Just another day saving the Earth from pollution

Highways were shut for 12 hours and people had to seal themselves in their homes for hours.

Green Inferno: Tesla Battery Catches Fire in California Causing Shelter-In-Place

A Tesla Megapack battery caught fire at PG&E’s Elkhorn Battery Storage facility in Monterey County, California. A shelter-in-place advisory was in place for 12 hours due to fears of toxic smoke from the fire caused by Elon Musk’s battery system, with county officials announcing that even though the fire was “fully controlled” by 7:00 p.m. PT, “smoke may still occur in the area for several days.”

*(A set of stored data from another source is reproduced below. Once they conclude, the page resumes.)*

PR #2753, opened 2023-04-27
Add documentation for `.govuk-button--inverse`

querkmachine:
First pass at documentation for a new Button component style, added in https://github.com/alphagov/govuk-frontend/pull/3556.

The copy itself is derivative of [the inverse link style documentation](http://localhost:3001/styles/typography/#links-on-dark-backgrounds), with the change that the button's background colour should provide a minimum level of contrast with the backing colour, rather than the text.

### To guidance
- Added new section to the Button component documentation, regarding using the button on dark backgrounds (aka, the inverse modifier class).
- Added a new example of an inverse Button on a dark background.
- Moved the inverse example stylesheet out of the `/styles/typography` directory, as it's now also used for a component example. It's now in the `/stylesheets` folder.
- Updated the existing inverse link example to point to the new stylesheet location.

### To the website
- Removes the bespoke inverse button Sass in favour of the GOV.UK Frontend modifier class.


src/components/button/inverse/index.njk
```diff
@@ -0,0 +1,12 @@
...
+layout: layout-example.njk
+stylesheets:
+  - ../../../stylesheets/example-inverse.css
+---
+{% from "govuk/components/button/macro.njk" import govukButton %}
+
+{{ govukButton({
+  text: "Create an account",
+  classes: "govuk-button--inverse"
+}) }}
```
colinrotherham, line 12: We don't run any [`.editorconfig`](https://github.com/alphagov/govuk-design-system/blob/main/.editorconfig) checks but got a missing new line here

src/styles/typography/link-on-dark-background/index.njk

Monterey County Sheriff’s Office, North County Fire Protection District, and Pacific Gas & Electric had all issued a shelter-in-place advisory for nearby areas, including an interactive map showing which areas are affected and closing roads for over 12 hours.

Local residents were told to shut all windows and turn off ventilation systems due to the hazardous waste material that may have entered the atmosphere due to the Tesla Megapack fire.

Also this week, but so much worse:

Electric scooter battery fire kills 8-year-old in US

New York: Amid the fires and explosions in electric two-wheelers continue unabated, a new report has claimed that an 8-year-old girl died after an electric scooter battery sparked a fire in the US.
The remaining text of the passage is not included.